6. Amendments to Stock Option. The Company may waive any conditions or rights under, amend any terms of, or alter, suspend, discontinue, cancel or terminate, the Stock Option, prospectively or retroactively; provided that any such waiver, amendment, alteration, suspension, discontinuance, cancellation or termination that would adversely affect the rights of the Optionee or any holder or beneficiary of the Option shall not to that extent be effective without the consent of the Optionee, holder or beneficiary affected.
7. Limited Transferability. Unless otherwise approved by the Board, this Agreement is personal to the Optionee, is non-assignable and is not transferable in any manner, by operation of law or otherwise, other than by will or the laws of descent and distribution. The Stock Option is exercisable, during the Optionee’s lifetime, only by the Optionee, and thereafter, only by the Optionee’s legal representative or legatee.
8. Reservation of Shares. At all times during the term of the Stock Option, the Company shall use its best efforts to reserve and keep available such number of Shares as shall be sufficient to satisfy the requirements of this Agreement.
9. Severability. If any provision of this Agreement is, or becomes, or is deemed to be, invalid, illegal, or unenforceable in any jurisdiction or to either party, such provision shall be construed or deemed amended to conform to the applicable laws, or if it cannot be construed or deemed amended without, in the determination of the Board, materially altering the intent of this Agreement, such provision shall be stricken as to such jurisdiction or party, and the remainder of this Agreement shall remain in full force and effect.
10. Tax Withholding. The Optionee shall, not later than the date as of which the exercise of the Stock Option becomes a taxable event for federal income tax purposes, pay to the Company or make arrangements satisfactory to the Committee for payment of any federal, state, and local taxes required by law to be withheld on account of such taxable event. The minimum required tax withholding obligation may be satisfied, in whole or in part, by the Company withholding from the Option Shares to be issued a number of Shares with an aggregate Fair Market Value that would satisfy the withholding amount due.

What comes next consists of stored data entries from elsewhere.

PR #1739, opened 2022-02-11
Added the Postmodern English US Natural Keyboards

PostmodernEnglish:
The Postmodern English project is an open source effort at re-working the English writing system to be more phonetically accurate, compact, and consistent. For more info on this project, please visit http://www.postmodernenglish.org .

We have not included an on-screen keyboard because Keyman Developer appears to lack support for key-specific deadkeys in that area. Specifically, our keyboards require the use of ; as a deadkey, instead of something typical like shift or alt. This is mainly to prevent collisions with common shortcut combinations present in many popular desktop applications. We also feel that the ; key is much easier to access on a regular basis over something like shift or alt. Please correct us on this if this is wrong.


keyman-server:

DavidLRowe:
I didn't realize that you were still making changes. Here are comments from my review earlier today.

Is there a reason that you don't want to enable "web"? There's nothing extra that you have to do to enable a website to use the keyboard. My suggestion would be that you tick the "any" box and untick all the others, then your keyboard will cover all platforms.

Touch layout: You currently have both phone and tablet layouts that seem to be identical. If these are indeed identical (or intended to be so), it's better to delete one, rather than try to keep the two synchronised. (Keyman will use a phone layout on a tablet, if a tablet layout is not available, and vice versa.) I'd recommend keeping the one labeled "tablet" (that is, deleting the "phone" one). That would leave the option, for example, to someday create a "phone" layout that had fewer keys and used more longpress options ('á', 'ā', 'å' as longpress options on 'a', if that would make sense).

We do ask for an onscreen keyboard (OSK) as help information for desktop keyboard users. In Keyman Developer, with the .kmn file selected, click on the Details tab on the left, then "Add..." button at the bottom of the window. Select "Desktop On Screen Keyboard" from the list, then OK. If you then click on the newly added On-Screen tab on the left, you can use the "Fill from layout" button to put the basic information on the keys. You'll then need to indicate the ";"/":" dead key in some way. You could put "Alt" on that key on the OSK, but that might be confused with the physical Alt key. Not sure I have a good alternate suggestion. You'd want to coordinate your documentation (welcome.htm and the .php help file).

By the way, you currently have:
```
+ [SHIFT K_COLON] > dk(colon)
+ [K_COLON] > dk(semi)
```
and a set of changes that is repeated for each deadkey. I believe you could have:
```
+ [SHIFT K_COLON] > dk(semi)
+ [K_COLON] > dk(semi)
```
and omit the set of changes using the dk(colon) deadkey. This would simplify the keyboard and perhaps make it easier to maintain.

Touch layout: Default layer: Longpress for "q" (on the "ћ" key) produces "ћ". Because you are specified the code for that longpress key to be "K_Q", you've connected to the logic in the .kmn file which produces "ћ". If you change that code to "U_0071" it will produce the "q" without linking to the .kmn file. This also applies to "x", "c", "Q", "X", "C" longpress keys (on default and shift layers).
On the numeric layer, you have a similar situation with almost all the keys. Because you've specified the code to be "K_1" you have linked to the change in the .kmn file and get "á" instead of "1". If you change the code to U_0031 you'll get the "1" you want.

I have a further question about your choice of "en" for the BCP 47 tag. Have you considered adding a variant tag to the base "en"? That would allow, for example, use of a spell checker specific to this orthography.

PostmodernEnglish:
Thank you for your feedback- we have addressed most of the issues you pointed out. We still have a few questions regarding some of your other comments however:

The reason we included deadkeys that seem redundant, such as
+ [SHIFT K_COLON] > dk(colon)
+ [K_COLON] > dk(semi)
is because we want the users to be able to type lower or upper case symbols purely based on if the shift key is held down in the moment, and regardless of which case of deadkey they pressed. For example, if the user wants to type in a lower case þ, this allows them to press the lower case (;) deadkey and then ћ to get þ, or, if they accidentally press the upper case deadkey first (:), they can still choose not to hold shift after the fact, and still get a lower case þ. So effectively, ; + ћ = þ and : + ћ = þ. This also works for the inverse case, where a lower case deadkey is pressed first on accident, and then shift + the other key is pressed, resulting in an upper case form of a letter. Would omitting these seemingly redundant key instructions still let the users do this?

Regarding the BCP 47 tag- Postmodern English is designed in such a way that spelling will vary depending on major defined regions of accents. Thus, a single keyboard layout style will not be strictly associated with any particular way of spelling. We tried defining a custom tag: en-PME, but Keyman labels this as invalid. Two questions about this: 
-Will assigning a custom tag for Postmodern English just associate the keyboard with spell checking of any PME variant in general?
-Is there any ways you would suggest formatting the custom tag? Our original en-PME tag was rejected.

Thank you.

PostmodernEnglish:
Adding a note-
After removing the "phone" type touch keyboard, since you mentioned that Keyman will use the tablet layout for phones if a phone layout is missing, we attempted to install this keyboard on a phone. However, Keyman indicates "The keyboard package doesn't have any touch keyboards to install", so we are unable to install the keyboard. Is there something more we need to do to tell Keyman to use the tablet touch keyboard in place of the missing phone touch keyboard?

PostmodernEnglish:
> Adding a note- After removing the "phone" type touch keyboard, since you mentioned that Keyman will use the tablet layout for phones if a phone layout is missing, we attempted to install this keyboard on a phone. However, Keyman indicates "The keyboard package doesn't have any touch keyboards to install", so we are unable to install the keyboard. Is there something more we need to do to tell Keyman to use the tablet touch keyboard in place of the missing phone touch keyboard?

Scratch that, we've figured out the issue. For some reason, the package file was not properly updating when certain files, like the touch keyboard, were added. Being omitted from the package, it makes sense why Keyman said no touch keyboard was available. We've added all needed entries, including images, to the package file manually.

DavidLRowe:
Deadkey comments: Rather than have the shifted (:) and unshifted (;) keys linked to separate deadkeys (colon and semi) each with its own set of rules, you could have the : and ; keys link to a single deadkey (semi, for example) and just have one set of rules. So you would have:
```
+ [SHIFT K_COLON] > dk(semi)
+ [K_COLON] > dk(semi)
```
plus the current rules for the "semi" deadkey, but that deadkey would be triggered by either : or ;.

Unfortunately, Keyman v14 (and the upcoming v15) don't support variants for the language tag, so you'll need to stick with "en" for now. 

But going off on a tangent, here are some options:
(a) You can use a private tag: "-x-" followed by a string of up to 8 characters, for example: en-x-postmod. You can do this now, but only those who know what "-x-postmod" means will understand.
(b) You can, at some point in the future, propose a variant tag: "-" followed by a string of 5 to 8 characters, for example en-postmod, which you could then use if the variant is accepted. For more information see https://www.rfc-editor.org/rfc/rfc5646.html, specifically sections 2.2.5, 3.5 and Appendix B. You would need to provide some indication of how many people are using this variant.

Using such a tag could make it possible to have (for example) a spelling checker that was specific to this writing system, that is the text would be tagged "en-x-postmod" and the spelling checker also identified as "en-x-postmod". If your text is tagged "en", you would not be pleased with the results from an existing "en" spelling checker.

DavidLRowe:
Just a few changes and this should be ready:

Sorry to be picky, but we prefer version numbers to be 1.0 (or 1.0.1), that is, two or three numbers (with no extra leading zeros) separated by ".". Our automated build system sometimes has trouble with leading zeros (as in your current 1.000). So, could you change your version number to "1.0" in the .kmn file (and in the HISTORY.md and README.md files).

For the touch layout, shift layer, 
`!` longpress on `.` key produces `,`. 
`"` longpress on `.` key produces `'`. 

This is due to an incorrect U_00xx code on those longpress keys.

Thanks!

DavidLRowe (approved):

PostmodernEnglish:
Thank you for taking the time to review our keyboard. Now that this is merged, when can we expect to see this keyboard available on the Keyman website?

DavidLRowe:
It should show up at https://keyman.com/keyboards/postmodern_english_us_natural "soon", normally within a few hours, I think, but it was there when I just checked. Certainly with 24 hours, unless there's an issue with the automated system that puts the keyboards on the site.

DavidLRowe:
You should be able to see it now.

DavidLRowe:
Oops. I goofed. I didn't catch the mismatched name of the .php file (postmodern_english_us_natural_desktop.php when it should be postmodern_english_us_natural.php, so that the base name matches the project name). This causes a "Documentation: Help not available" message to show up on that keyman.com page, indicating that the online help is not available. I'll see what I can do to fix that.

DavidLRowe:
Once #1742 is approved and merged, the online help should be available.

PR #1740, opened 2022-02-15
Devanagari Romanized (SIL) Release

sil-internationalNP:


keyman-server:

LornaSIL:
The keyboards are currently in a folder called `sil\Devanagari_Romanized (SIL) v1.6`. The keyboard folder will need to be changed to match the keyboard filenames: `sil\sil_devanagari_romanized`.

It might be better to close this PR and recommit it with the proper folder name.
You've associated the keyboard with `ne-NP`. I'm wondering if you want to add the other languages of Nepal that the keyboard would work with. That way if someone searches for a keyboard that supports another language, they will find it. It will also allow you to associate lexical-models for those other languages when you are ready to do that.

LornaSIL:
A few more comments about things you can do before you recommit. Usually the welcome.htm file has instructions on how to type the keystrokes. You can just put images in there if you want, OR you can link to the .pdf. If you want the .pdf to be distributed, you should add that file in the .kps files.

The help file must have the same filename as the keyboard filenames. Currently it is `sil_devnagari_romanized` and you should change that to `sil_devanagari_romanized` (add an "a"). This is part of our automatic build system and it is required to be spelled the same in order to display.

Since you don't have a tablet layout, you'll also need to remove the following lines from the help file:
```
Similar to desktop layout for most part, except for Alt-Ctrl. Symbols that required dead key combinations (especially independent nepali vowel letters) can be typed with their respective dependent vowels symbol.
</div>
```

We do not recommend that a keyboard try to support two scripts, in this case both Devanagari and Latin. It is better for people to just switch to another keyboard if they want to type in Latin. I would recommend removing the rightctrl and rightctrl-shift layers.

If you do that, you are left with default, shift, rightalt, rightaltshift, CtrlAlt
That means in the help file you can update the last two lines to:
```
<div id='osk-phone' data-states='default shift rightalt rightaltshift CtrlAlt'>
</div>
```

PR #1742, opened 2022-02-16
Rename postmodern_english_us_natural .php file

DavidLRowe:
Rename postmodern_english_us_natural_desktop.php to postmodern_english_us_natural.php


LornaSIL (approved):
LGTM
FWIW, when you include the h1 it will have an extra title which doesn't look great.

11. Notices. Notices hereunder shall be mailed or delivered to the Company at its principal place of business and shall be mailed or delivered to the Optionee at the address on file with the Company or, in either case, at such other address as one party may subsequently furnish to the other party in writing.
12. Administration. The Board is authorized to interpret this Agreement, and to make any other determinations that it deems necessary or advisable for the administration of this Agreement. Any decision of the Board in the interpretation and administration of this Agreement, as described herein, shall lie within its sole and absolute discretion and shall be final, conclusive and binding on the Optionee and the Optionee’s administrators, executors, heirs and legal representatives.
13. Governing Law. The validity, construction and effect of this Agreement shall be determined in accordance with the laws of the State of Delaware without giving effect to conflicts of laws principles.
14. Certain Defined Terms. For purposes of this Agreement, the following terms shall have the following meanings:
“Change of Control” shall mean the occurrence with respect to the Company of any of the following events: (a) a change in the ownership of the Company; (b) a change in the effective control of the Company; or (c) a change in the ownership of a substantial portion of the assets of the Company. For purposes of this definition, a change in the ownership of the Company occurs on the date on which any one person, or more than one person acting as a group, acquires ownership of stock of the Company that, together with stock held by such person or group constitutes more than 50% of the total fair market value or total voting power of the stock of the Company. A change in the effective control of the Company occurs on the date on which either (i) a person, or more than one person acting as a group, acquires ownership of stock of the Company possessing 30% or more of the total voting power of the stock of the Company, taking into account all such stock acquired during the 12-month period ending on the date of the most recent acquisition, or (ii) a majority of the members of the Company’s Board of Directors is replaced during any 12-month period by directors whose appointment or election is not endorsed by a majority of the members of such Board of Directors prior to the date of the appointment or election. A change in the ownership of a substantial portion of assets occurs on the date on which any one person, or more than one person acting as a group, other than a person or group of persons that is related to the Company, acquires assets from the Company that have a total gross fair market value equal to or more than 40% of the total gross fair market value of all of the assets of the Company immediately prior to such acquisition or acquisitions, taking into account all such assets acquired during the 12-month period ending on the date of the most recent acquisition.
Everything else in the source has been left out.